*RECORDED INFORMATION:*
================
PR #924, opened 2016-08-31
Use Babel directly to format benefit value.

mjfrey:
Calling oscar's currency on the benefit value returns a format that contains line breaks.  This is not what we want and is broken for all locales but english.
Instead use Babel directly with our own format.

### DIFF
--- a/ecommerce/extensions/offer/utils.py
+++ b/ecommerce/extensions/offer/utils.py
@@ -1,9 +1,11 @@
 """Offer Utility Methods. """
 from decimal import Decimal
 
-from django.utils.translation import ugettext_lazy as _
+from babel.numbers import format_currency
+
+from django.conf import settings
+from django.utils.translation import get_language, to_locale, ugettext_lazy as _
 from oscar.core.loading import get_model
-from oscar.templatetags.currency_filters import currency
 
 Benefit = get_model('offer', 'Benefit')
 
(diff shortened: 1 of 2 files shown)


mjfrey:
@rlucioni @jibsheet Please review.  This is a fix for the unicode basket error.  We where using oscar's built in currency function which in turn uses Babel.  But the format that is used is wrong for us.  I changed this to use Babel directly.

ecommerce/extensions/offer/utils.py
```diff
@@ -35,5 +36,8 @@ def format_benefit_value(benefit):
     if benefit.type == Benefit.PERCENTAGE:
         benefit_value = _('{benefit_value}%'.format(benefit_value=benefit_value))
     else:
-        benefit_value = _('{benefit_value}'.format(benefit_value=currency(benefit_value)))
+        converted_benefit = babel.numbers.format_currency(
+            Decimal(benefit.value), 'USD', format=u'#,##0.00',
```
vkaracic: `USD` or any currency for that matter shouldn't be hardcoded anywhere, it's better to use this setting: https://github.com/edx/ecommerce/blob/master/ecommerce/settings/_oscar.py#L97

mjfrey:
@vkaracic

vkaracic:
:+1:

PR #925, opened 2016-08-31
Upgrade gunicorn to 19.6.0

rlucioni:
Includes a note about why gevent has been left at 1.0.2. ECOM-5386.

I've confirmed that this upgrade won't break CI: http://jenkins.edx.org:8080/job/ansible-provision-continuous-integration/31475/.

@jibsheet @edx/ecommerce


jibsheet:
👍

PR #926, opened 2016-09-02
Fixes for coupon form.

vkaracic:
If you select discount as a fixed amount the upper limit is still there and you wouldn't be able to set more than $100 discount. Same in the postpaid invoice.
For the query coupons the field `Valid of courses:` appears even though there is no information for it.

@marjev @mjfrey


edx-webhook:

To automatically create an OSPR issue for this pull request, just visit this link: https://openedx-webhooks.herokuapp.com/github/process_pr?repo=edx%2Fecommerce&number=926

marjev:
LGTM 👍

mjfrey:
👍

PR #1149, opened 2017-02-13
Change enrollment code redemption to the receipt page.

vkaracic:
Reopening https://github.com/edx/ecommerce/pull/963
SOL-2073

Either the order fulfillment takes more than 10 seconds to finish, or this code somehow does not work. @clintonb thoughts?


edx-webhook:

<a   href="https://openedx-webhooks.herokuapp.com/github/process_pr?number=1149&repo=edx%2Fecommerce"   rel="nofollow" >Create an OSPR issue for this pull request</a>.

ecommerce/coupons/views.py
```diff
@@ -161,11 +164,22 @@ def get(self, request):
...
-
-        return HttpResponseRedirect(request.site.siteconfiguration.student_dashboard_url)
+            order = self.place_free_order(basket)
+
+            # Waiting for the order to finish its async fulfillment.
+            # Every 2 seconds the order status is checked. If after five checks
+            # it's not complete or the status is an error, user is redirected
+            # to the checkout error page.
+            for __ in range(5):  # pragma: no cover
+                order.refresh_from_db()
```
vkaracic, line 174: This should work, but one idea would be to change it to
``order = Order.objects.get(id=order.id)``

PR #1152, opened 2017-02-13
Removed configuration validation on startup

clintonb:
The false-positives raised by this validation for tests has lead us (me, at least) to ignore this validation. When developing locally, bad data prevents the application from starting, which prevents me from easily fixing that data via Django admin. This check costs more than it's worth. It's time for it to go.

ECOM-7108


clintonb:
@edx/ecommerce please review
FYI @edx/devops

rlucioni:
Thanks @clintonb, this will stop us from seeing useless errors related to this in the logs.

clintonb:
@rlucioni yes. Yes it will. In theory, this check was a good idea. In practice, it was ignored. :|

PR #1154, opened 2017-02-14
Upgraded to Django 1.9.12

clintonb:
ECOM-7096


clintonb:
@edx/ecommerce please review the final commit. Most of the changes are resolving Django 1.10 deprecation warnings.

rlucioni (approved):
Nice.

ecommerce/core/migrations/0026_auto_20170215_2234.py
```diff
@@ -0,0 +1,21 @@
...
+
+    dependencies = [
+        ('core', '0025_auto_20170214_0003'),
+    ]
+
+    operations = [
+        migrations.AlterField(
+            model_name='user',
+            name='username',
+            field=models.CharField(error_messages={'unique': 'A user with that username already exists.'}, help_text='Required. 30 characters or fewer. Letters, digits and @/./+/-/_ only.', max_length=30, unique=True, validators=[django.core.validators.RegexValidator('^[\\w.@+-]+$', 'Enter a valid username. This value may contain only letters, numbers and @/./+/-/_ characters.')], verbose_name='username'),
```
clintonb, line 19: This migration *should not* affect the database. The username length is currently 30 characters and unique. This seems to be a result of Django making migrations for non-database-related model field changes (e.g. `help_text`).

saleem-latif:
@clintonb We are getting `404` error while accessing /api/v2/catalogs/course_catalogs/ . Error is present on all `list_route` for [catalogs](https://github.com/edx/ecommerce/blob/master/ecommerce/extensions/api/v2/views/catalog.py#L23-L92). Error is present on all commits after [966cedea42efcd795dad2b2b1b572742cfae7a2d](https://github.com/edx/ecommerce/commit/966cedea42efcd795dad2b2b1b572742cfae7a2d). 

@mattdrayer , @zubair-arbi -- FYI

clintonb:
This, folks, is why we write tests that actually go through the URL routing instead of calling the view directly. I'll submit a patch shortly.

FYI @zubair-arbi @vkaracic @marjev ^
================
*YOUR OBJECTIVE:*
Copy every record above exactly as it appears.

*TASK SOLUTION:*
PR #924, opened 2016-08-31
Use Babel directly to format benefit value.

mjfrey:
Calling oscar's currency on the benefit value returns a format that contains line breaks.  This is not what we want and is broken for all locales but english.
Instead use Babel directly with our own format.

### DIFF
--- a/ecommerce/extensions/offer/utils.py
+++ b/ecommerce/extensions/offer/utils.py
@@ -1,9 +1,11 @@
 """Offer Utility Methods. """
 from decimal import Decimal
 
-from django.utils.translation import ugettext_lazy as _
+from babel.numbers import format_currency
+
+from django.conf import settings
+from django.utils.translation import get_language, to_locale, ugettext_lazy as _
 from oscar.core.loading import get_model
-from oscar.templatetags.currency_filters import currency
 
 Benefit = get_model('offer', 'Benefit')
 
(diff shortened: 1 of 2 files shown)


mjfrey:
@rlucioni @jibsheet Please review.  This is a fix for the unicode basket error.  We where using oscar's built in currency function which in turn uses Babel.  But the format that is used is wrong for us.  I changed this to use Babel directly.

ecommerce/extensions/offer/utils.py
```diff
@@ -35,5 +36,8 @@ def format_benefit_value(benefit):
     if benefit.type == Benefit.PERCENTAGE:
         benefit_value = _('{benefit_value}%'.format(benefit_value=benefit_value))
     else:
-        benefit_value = _('{benefit_value}'.format(benefit_value=currency(benefit_value)))
+        converted_benefit = babel.numbers.format_currency(
+            Decimal(benefit.value), 'USD', format=u'#,##0.00',
```
vkaracic: `USD` or any currency for that matter shouldn't be hardcoded anywhere, it's better to use this setting: https://github.com/edx/ecommerce/blob/master/ecommerce/settings/_oscar.py#L97

mjfrey:
@vkaracic

vkaracic:
:+1:

PR #925, opened 2016-08-31
Upgrade gunicorn to 19.6.0

rlucioni:
Includes a note about why gevent has been left at 1.0.2. ECOM-5386.

I've confirmed that this upgrade won't break CI: http://jenkins.edx.org:8080/job/ansible-provision-continuous-integration/31475/.

@jibsheet @edx/ecommerce


jibsheet:
👍

PR #926, opened 2016-09-02
Fixes for coupon form.

vkaracic:
If you select discount as a fixed amount the upper limit is still there and you wouldn't be able to set more than $100 discount. Same in the postpaid invoice.
For the query coupons the field `Valid of courses:` appears even though there is no information for it.

@marjev @mjfrey


edx-webhook:

To automatically create an OSPR issue for this pull request, just visit this link: https://openedx-webhooks.herokuapp.com/github/process_pr?repo=edx%2Fecommerce&number=926

marjev:
LGTM 👍

mjfrey:
👍

PR #1149, opened 2017-02-13
Change enrollment code redemption to the receipt page.

vkaracic:
Reopening https://github.com/edx/ecommerce/pull/963
SOL-2073

Either the order fulfillment takes more than 10 seconds to finish, or this code somehow does not work. @clintonb thoughts?


edx-webhook:

<a   href="https://openedx-webhooks.herokuapp.com/github/process_pr?number=1149&repo=edx%2Fecommerce"   rel="nofollow" >Create an OSPR issue for this pull request</a>.

ecommerce/coupons/views.py
```diff
@@ -161,11 +164,22 @@ def get(self, request):
...
-
-        return HttpResponseRedirect(request.site.siteconfiguration.student_dashboard_url)
+            order = self.place_free_order(basket)
+
+            # Waiting for the order to finish its async fulfillment.
+            # Every 2 seconds the order status is checked. If after five checks
+            # it's not complete or the status is an error, user is redirected
+            # to the checkout error page.
+            for __ in range(5):  # pragma: no cover
+                order.refresh_from_db()
```
vkaracic, line 174: This should work, but one idea would be to change it to
``order = Order.objects.get(id=order.id)``

PR #1152, opened 2017-02-13
Removed configuration validation on startup

clintonb:
The false-positives raised by this validation for tests has lead us (me, at least) to ignore this validation. When developing locally, bad data prevents the application from starting, which prevents me from easily fixing that data via Django admin. This check costs more than it's worth. It's time for it to go.

ECOM-7108


clintonb:
@edx/ecommerce please review
FYI @edx/devops

rlucioni:
Thanks @clintonb, this will stop us from seeing useless errors related to this in the logs.

clintonb:
@rlucioni yes. Yes it will. In theory, this check was a good idea. In practice, it was ignored. :|

PR #1154, opened 2017-02-14
Upgraded to Django 1.9.12

clintonb:
ECOM-7096


clintonb:
@edx/ecommerce please review the final commit. Most of the changes are resolving Django 1.10 deprecation warnings.

rlucioni (approved):
Nice.

ecommerce/core/migrations/0026_auto_20170215_2234.py
```diff
@@ -0,0 +1,21 @@
...
+
+    dependencies = [
+        ('core', '0025_auto_20170214_0003'),
+    ]
+
+    operations = [
+        migrations.AlterField(
+            model_name='user',
+            name='username',
+            field=models.CharField(error_messages={'unique': 'A user with that username already exists.'}, help_text='Required. 30 characters or fewer. Letters, digits and @/./+/-/_ only.', max_length=30, unique=True, validators=[django.core.validators.RegexValidator('^[\\w.@+-]+$', 'Enter a valid username. This value may contain only letters, numbers and @/./+/-/_ characters.')], verbose_name='username'),
```
clintonb, line 19: This migration *should not* affect the database. The username length is currently 30 characters and unique. This seems to be a result of Django making migrations for non-database-related model field changes (e.g. `help_text`).

saleem-latif:
@clintonb We are getting `404` error while accessing /api/v2/catalogs/course_catalogs/ . Error is present on all `list_route` for [catalogs](https://github.com/edx/ecommerce/blob/master/ecommerce/extensions/api/v2/views/catalog.py#L23-L92). Error is present on all commits after [966cedea42efcd795dad2b2b1b572742cfae7a2d](https://github.com/edx/ecommerce/commit/966cedea42efcd795dad2b2b1b572742cfae7a2d). 

@mattdrayer , @zubair-arbi -- FYI

clintonb:
This, folks, is why we write tests that actually go through the URL routing instead of calling the view directly. I'll submit a patch shortly.

FYI @zubair-arbi @vkaracic @marjev ^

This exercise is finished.